:: Records shown ::
>>>

PR #1299, opened 2022-04-19
chore!: bump min node required to v14

Spring3:
Resolves #611 

## Summary

Will be a breaking change hence is marked as a major release

* discontinue builds of legacy bundles to move on from IE
* bump the min node version to 16 which is lts at the time of writing
* remove `@deprecated` `maxDepth` param for references api as it was substituted with `include` to match the actual query param sent to the server

## Motivation and Context

Even microsoft moved away from supporting IE, so I think it is time to sunset the legacy bundle. I don't think someone is testing that it works here still either.

## Checklist (check all before merging)

- [x] Both unit and integration tests are passing
- [ ] There are no breaking changes
- [x] Changes are reflected in the documentation

When adding a new method:

- [x] The new method is exported through the default and plain CMA client
- [x] All new public types are exported from `./lib/export-types.ts`
- [x] Added a unit test for the new method
- [x] Added an integration test for the new method
- [x] The new method is added to the documentation

PR #1300, opened 2022-04-19
feat: add support for release actions query endpoint [SPA-707]

luizfonseca:
## Summary

Adds support for the new `GET /release_actions` endpoint, that is replacing the existing `GET /releases/:id/actions`
This new endpoint supports querying for multiple releases, actions or specific properties.

## Description

- Change the usage of `/releases/:id/actions` to use the new `/release_actions` endpoint
- Add deprecation notice for passing `releaseId` instead of `query { 'sys.release.sys.id[in]`: ... } `
- Add specs covering new query params

When adding a new method:

### DIFF
--- a/lib/adapters/REST/endpoints/release-action.ts
+++ b/lib/adapters/REST/endpoints/release-action.ts
@@ -1,6 +1,6 @@
 /* eslint-disable @typescript-eslint/no-explicit-any */
 import type { AxiosInstance } from 'contentful-sdk-core'
-import { GetReleaseParams } from '../../../common-types'
+import { GetReleaseParams, GetSpaceEnvironmentParams } from '../../../common-types'
 import { ReleaseActionQueryOptions } from '../../../entities/release-action'
 import { RestEndpoint } from '../types'
 import * as raw from './raw'
@@ -15,15 +15,32 @@ export const get: RestEndpoint<'ReleaseAction', 'get'> = (
   )
 }
 
+export const getMany: RestEndpoint<'ReleaseAction', 'getMany'> = (
+  http: AxiosInstance,
+  params: GetSpaceEnvironmentParams & { query?: ReleaseActionQueryOptions }
+) => {
+  return raw.get(
+    http,
+    `/spaces/${params.spaceId}/environments/${params.environmentId}/release_actions`,
+    {
+      params: params.query,
+    }
+  )
+}
+
+/** @deprecated use getMany with `sys.release.sys.id[in]` */
 export const queryForRelease: RestEndpoint<'ReleaseAction', 'queryForRelease'> = (
   http: AxiosInstance,
   params: GetReleaseParams & { query?: ReleaseActionQueryOptions }
 ) => {
   return raw.get(
     http,
-    `/spaces/${params.spaceId}/environments/${params.environmentId}/releases/${params.releaseId}/actions`,
+    `/spaces/${params.spaceId}/environments/${params.environmentId}/release_actions`,
     {
-      params: params.query,
+      params: {
+        'sys.release.sys.id[in]': params.releaseId,
+        ...params.query,
+      },
     }
   )
 }
--- a/lib/adapters/REST/endpoints/release-action.ts
+++ b/lib/adapters/REST/endpoints/release-action.ts
@@ -28,7 +28,6 @@ export const getMany: RestEndpoint<'ReleaseAction', 'getMany'> = (
   )
 }
 
-/** @deprecated use getMany with `sys.release.sys.id[in]` */
 export const queryForRelease: RestEndpoint<'ReleaseAction', 'queryForRelease'> = (
   http: AxiosInstance,
   params: GetReleaseParams & { query?: ReleaseActionQueryOptions }
--- a/lib/common-types.ts
+++ b/lib/common-types.ts
@@ -431,6 +431,7 @@ type MRInternal<UA extends boolean> = {
   (opts: MROpts<'Release', 'validate', UA>): MRReturn<'Release', 'validate'>
 
   (opts: MROpts<'ReleaseAction', 'get', UA>): MRReturn<'ReleaseAction', 'get'>
+  (opts: MROpts<'ReleaseAction', 'getMany', UA>): MRReturn<'ReleaseAction', 'getMany'>
   (opts: MROpts<'ReleaseAction', 'queryForRelease', UA>): MRReturn<
     'ReleaseAction',
     'queryForRelease'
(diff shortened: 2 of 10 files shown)


lib/common-types.ts
```diff
@@ -1124,6 +1125,10 @@ export type MRActions = {
       params: GetReleaseParams & { actionId: string }
       return: ReleaseAction
     }
+    getMany: {
+      params: GetSpaceEnvironmentParams & { query: ReleaseActionQueryOptions }
+      return: Collection<ReleaseAction, ReleaseActionProps>
```
Spring3, line 1130: I find it strange that here we use type `Collection` while everywhere else we use `CollectionProp`. Should we align? (relates to other functions of releases as well)

Spring3: Here's [an open PR](https://github.com/contentful/contentful-management.js/pull/1299) that will be the next breaking change in case you maybe want to change it for in the major version

lib/create-environment-api.ts
```diff
@@ -2099,20 +2099,28 @@ export default function createEnvironmentApi(makeRequest: MakeRequest) {
       releaseId,
       query,
     }: {
-      releaseId: string
+      /** @deprecated use the query options object with `sys.release.sys.id[in]` */
+      releaseId?: string
```
Spring3, line 2103: you can also remove this in the next major version

lib/common-types.ts
luizfonseca: Interestingly, `CollectionProp` is the "pure" collection object, `Collection` is what it returns here since we wrap it with `wrapCollection` which runs the `toPlainObject()` function. The others might actually be incorrect :|

luizfonseca: I might actually just use `CollectionProp` since every other endpoint uses it like such 


(source of Collection: https://github.com/contentful/contentful-management.js/blob/79c4e518b8fb3acd22d783db7f98a3284e05271f/lib/common-utils.ts#L15-L16 - here we add a new prop `toPlainObject` that `CollectionProp` doesn't have)

Spring3: I don't see any line of code in this PR calling wrapCollection() method

Spring3: oh I see. That is for env api, not for plain client

luizfonseca: `plainClient` uses a different file though: https://github.com/contentful/contentful-management.js/blob/740dc15534a672369af4116d9407b4210d26b73e/lib/plain/common-types.ts#L558 (which uses `CollectionProp` correctly)

Spring3: worth discussing with the rest of the teams about it, but looks like you might be right

test/integration/release-action-integration.ts
```diff
@@ -1,46 +1,87 @@
...
   let testEnvironment: Environment
   let testRelease: Release
+  let testRelease2: Release
+
+  let testReleaseAction: ReleaseAction
+  let testReleaseAction2: ReleaseAction
 
   before(async () => {
-    testSpace = await getDefaultSpace()
+    testSpace = (await createTestSpace(initClient(), 'Release Actions')) as unknown as Space
```
Spring3, line 21: this will actually spin up the new space, are you aware of that?

test/integration/release-action-integration.ts
```diff
@@ -1,46 +1,87 @@
...
       title: 'Release (test)',
       entities: {
         sys: { type: 'Array' },
         items: [makeLink('Entry', TestDefaults.entry.testEntryReleasesId)],
       },
-    })
-  })
+    }
+
+    ;[testRelease, testRelease2] = await Promise.all([
```
Spring3, line 55: sorry, what is that `;`? I think I asked this question before, but this looks like some hole in javascript

Spring3: Why use it instead of const or let?

test/integration/release-action-integration.ts
luizfonseca: The team responsible for the project has setup an `autoClean` feature whenever we use `createTestSpace` -- there's also no space limits for the org these tests run on. They are cleaned up after a certain "age" that the space reaches.

It's a pretty good approach since now each test runs in isolation from entities created in other tests.

luizfonseca: I also refactored `releases-integration` to use the same approach in a previous PR.

test/integration/release-action-integration.ts
luizfonseca: Scope mostly, I want these two variables to be available in the test (entirely), so I initialised them before:

```ts
let testRelease: Release
let testRelease2: Release


// now I can assign/use these variables
```

Your other question: using `;` is to indicate an intention of "this is a new line of code". 
Using const/let: I would have to initialise them here, but they wouldn't be available throughout the test.


This line of code is doing:

```ts
testRelease = await ...
testRelease2 = await ...
```

([stack overflow](https://stackoverflow.com/questions/58069078/semicolon-before-square-bracket))

Spring3: Ok, but does it look like a good practice to follow this approach? I feel like that would be mentioned in the "Bad parts" section of the book about Javascript

luizfonseca: not a bad practice AFAIK

test/integration/release-action-integration.ts
```diff
@@ -1,46 +1,87 @@
...
+      await testEnvironment.createRelease(releasePayload),
+      await testEnvironment.createRelease(releasePayload),
```
Spring3, line 57: afaik there is no need for awaits inside of the array

luizfonseca: oh good catch 👍🏽

Spring3 (approved):
Thanks for the change. Could you add that point about the proper type (Collection vs CollectionProp) to the next FE agenda to have it discussed?

Spring3:
🚢

lib/adapters/REST/endpoints/release-action.ts
```diff
@@ -15,15 +15,32 @@ export const get: RestEndpoint<'ReleaseAction', 'get'> = (
...
+  return raw.get(
+    http,
+    `/spaces/${params.spaceId}/environments/${params.environmentId}/release_actions`,
+    {
+      params: params.query,
+    }
+  )
+}
+
+/** @deprecated use getMany with `sys.release.sys.id[in]` */
```
Spring3, line 31: should we also remove this?

PR #1311, opened 2022-04-22
fix(ActionCategories): fix app action category types [EXT-3722]

kdamball:
## Summary

Updating Custom app action types to match API

When adding a new method:

### DIFF
--- a/lib/entities/app-action.ts
+++ b/lib/entities/app-action.ts
@@ -19,56 +19,64 @@ export enum AppActionCategory {
   Custom = 'Custom',
 }
 
-export type CreateAppActionProps = {
+type BuiltInCategoriesProps = {
+  /**
+   * Category identifying the shape of the action.
+   */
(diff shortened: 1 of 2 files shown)


lib/entities/app-action.ts
```diff
@@ -19,56 +19,65 @@ export enum AppActionCategory {
...
+   */
+  category: AppActionCategory.Custom
+  parameters: AppActionParameterDefinition[]
+}
+
+type AppActionCategoryProps = BuiltInCategoriesProps | CustomAppActionProps
+
+export type CreateAppActionProps = AppActionCategoryProps & {
   url: string
   category: AppActionCategory
```
andipaetzold, line 41: That needs to be removed as it's part of `AppActionCategoryProps`

andipaetzold (changes requested):

andipaetzold (approved):

PR #1314, opened 2022-04-25
fix(tests): add wait for environment creation function to prevent flaky tests []

luizfonseca:
## Summary

- adds `waitForEnvironmentToBeReady` to most tests that are using `createEnvironment`

When adding a new method:


Spring3:
@luizfonseca could you try using [the next major test utils package](https://github.com/contentful/integration-test-utils/releases/tag/v2.0.0)? Maybe it will fix it?

Spring3:
@luizfonseca should we close it? looks like there's not time to follow up?

PR #1315, opened 2022-04-25
fix: add browser field to package.json

andipaetzold:
## Summary

Add `browser` field to `package.json`.

Any reason why this wasn't done before?

## Motivation and Context

When using contentful-management in browser context without esm support, the node bundle is used. This bundle requires native node libraries that are not available in the browser. For that reason you cannot use CMA.js in stackblitz: https://stackblitz.com/edit/js-u7mabv

By adding the `browser` field, the correct bundle (should) be selected and stackblitz should work correctly.

https://docs.npmjs.com/cli/v7/configuring-npm/package-json#browser


marcolink (approved):
🚢

Issue #356, opened 2021-06-18
[sql server] Soda analyse  can't handle columns that are reserved names


pbuxtonccuk:
**Describe the bug**
Running soda analyze against a SQLServer database where some tables have columns with the same name as a reserved keyword fails with 'incorrect syntax'

There should be an option to encapsulate columns names with [], or it should do it  always

**To Reproduce**
1. Create a test database with a table containing the columns 'myid' and a column named 'order'
1. Modify warehouse.yml and the credentials yml to suit to conenct to the database
2. Run `soda analyze'

**OS**: 
Centos 7

**Python Version**:
3.8.1

**Soda SQL Version**:
Latest Soda SQLServer beta

**Warehouse Type**:
SQLServer 2017

pbuxtonccuk:
I am aware that I could manually create the various scan.ymls per table, but I'd rather not.  There's a lot if them .........

vijaykiran:
Fixed in latest tag!

PR #2678, opened 2026-04-28
feat: add first-class SELECT DISTINCT support to SQL AST

paulteehan:
## Summary

- Add `distinct: bool = False` to the `SELECT` AST node so callers can write `SELECT(fields=[...], distinct=True)` and get `SELECT DISTINCT col1, col2 FROM ...` natively
- `_build_select_sql_lines` emits `SELECT DISTINCT` when any incoming `SELECT` element has `distinct=True`
- Existing `DISTINCT` expression node and `_build_distinct_sql` are intentionally untouched — they remain correct for aggregate-level use (`COUNT(DISTINCT x)`, `SUM(DISTINCT x)`)

## Why

SQL uses `DISTINCT` in two semantically different positions:

| Feature | Example | Semantics |
|---|---|---|
| Set quantifier on SELECT | `SELECT DISTINCT a, b FROM t` | Dedupes the whole result set |
| Aggregate-level modifier | `COUNT(DISTINCT a)` | Per-aggregate input dedup |

Today the AST only models the second. The first has no representation, and the workaround of nesting `DISTINCT([a, b, c])` into `SELECT.fields` renders as `SELECT DISTINCT(a, b, c)` — accepted loosely by Postgres/MySQL but rejected by DB2, Athena/Presto/Trino, and BigQuery, where parens around the field list are interpreted as a row constructor and change semantics. The existing warning at `sql_ast.py:61-67` flags this exact shape as wrong.

This was discovered during review of [soda-extensions PR #356](https://github.com/sodadata/soda-extensions/pull/356), which currently ships:

```python
paginated_sql = data_source.sql_dialect.build_select_sql(statements)
paginated_sql = paginated_sql.replace(\"SELECT\", \"SELECT DISTINCT\", 1)
```

After this change lands, that caller (and any future ones) can be migrated to `SELECT(fields=columns, distinct=True)` and the string-replace hack deleted.

## What changed

- `soda-core/src/soda_core/common/sql_ast.py` — `SELECT` gets `distinct: bool = False`; warning message updated to point callers at the new flag
- `soda-core/src/soda_core/common/sql_dialect.py` — `_build_select_sql_lines` reads `select_element.distinct` and prepends `DISTINCT` to the keyword. Continuation-line indent kept at 7 spaces (no realignment to `SELECT DISTINCT `'s width — still readable)
- `soda-postgres/tests/unit/test_postgres_dialect.py` — 6 new tests

## Acceptance criteria (from internal plan)

- [x] `SELECT(fields=[\"a\", \"b\"], distinct=True)` renders `SELECT DISTINCT a, b` (no parens)
- [x] `SELECT(fields=[\"a\"])` continues to render `SELECT a` unchanged
- [x] `COUNT(DISTINCT(expression=\"x\"))` continues to render `COUNT(DISTINCT(x))`
- [x] All existing call sites work without change (default `distinct=False`)
- [x] Unit tests cover: single col, multiple cols, full paginated shape (WHERE/ORDER BY/LIMIT/OFFSET), aggregate-level DISTINCT preserved, default-false

## Test plan

- [x] `uv run pytest soda-{postgres,bigquery,athena,databricks,duckdb,redshift,snowflake,sparkdf,sqlserver,synapse,trino,fabric}/tests/unit` — 30/30 passed
- [x] Full-suite collection: 905 tests collect cleanly, no import regressions
- [ ] Integration matrix (run in CI) — especially DB2, Athena, BigQuery, Trino once soda-extensions caller is migrated
- [ ] Follow-up: migrate `soda-reconciliation/.../reference_diff_check.py` once [soda-extensions PR #356](https://github.com/sodadata/soda-extensions/pull/356) merges, then `grep -rn '.replace(\"SELECT\", \"SELECT DISTINCT\"' src/` should return zero hits

## Out of scope

- Removing/renaming the existing `DISTINCT` expression node — it has legitimate aggregate-level users
- The `TODO: refactor build_select_sql to use AST` at `sql_dialect.py:669` — independent and larger
- `SELECT DISTINCT ON (...)` (Postgres-specific) — not needed here

### DIFF
--- a/soda-core/src/soda_core/common/sql_ast.py
+++ b/soda-core/src/soda_core/common/sql_ast.py
@@ -53,17 +53,22 @@ class BaseSqlExpression:
 @dataclass
 class SELECT(BaseSqlExpression):
     fields: SqlExpression | str | list[SqlExpression | str]
+    distinct: bool = False
 
     def __post_init__(self):
         super().__post_init__()
         self.handle_parent_node_update(self.fields)
 
-        # Check that the select contains a distinct and has multiple fields -> give a warning
+        # A DISTINCT expression inside SELECT.fields renders as DISTINCT(...) with
+        # parens, which is only correct inside an aggregate (e.g. COUNT(DISTINCT x)).
+        # For the set-quantifier form (SELECT DISTINCT a, b FROM t) use distinct=True.
         if isinstance(self.fields, list) and len(self.fields) > 1:
             if any(isinstance(field, DISTINCT) for field in self.fields):
                 logger.warning(
-                    """Found DISTINCT in a SELECT statement with multiple fields.
-                               This might have unintended consequences."""
+                    "DISTINCT expression inside SELECT fields. "
+                    "For set-quantifier deduplication, use SELECT(..., distinct=True). "
+                    "The DISTINCT expression node is intended for aggregate-level use "
+                    "(e.g. COUNT(DISTINCT x))."
                 )
 
 
--- a/soda-core/src/soda_core/common/sql_dialect.py
+++ b/soda-core/src/soda_core/common/sql_dialect.py
@@ -692,8 +692,7 @@ class SqlDialect:
         select_field_sqls: list[str] = []
         for select_element in select_elements:
             if isinstance(select_element, SELECT):
-                if select_element.distinct:
-                    distinct = True
+                distinct = select_element.distinct
                 if isinstance(select_element.fields, str) or isinstance(select_element.fields, SqlExpression):
                     select_element.fields = [select_element.fields]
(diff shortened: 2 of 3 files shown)


Lepo00:
Thank you very much for this @paulteehan!

Niels-b (changes requested):
Not sure if we should do it like this. We already have a `DISTINCT` in the AST, you should just use that, no? 

In my opinion we should be able to do `SELECT(DISTINCT([my_elements]))`. Open for discussion.

Also, what are we assuming will happen here? If we have a `SELECT DISTINCT` that the entire row is "distinct"?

<<<

:: Problem to work on ::
Collect each line of the entries that has the word "CreateAppActionProps", copying it in full.

:: Worked solution ::
-export type CreateAppActionProps = {
+export type CreateAppActionProps = AppActionCategoryProps & {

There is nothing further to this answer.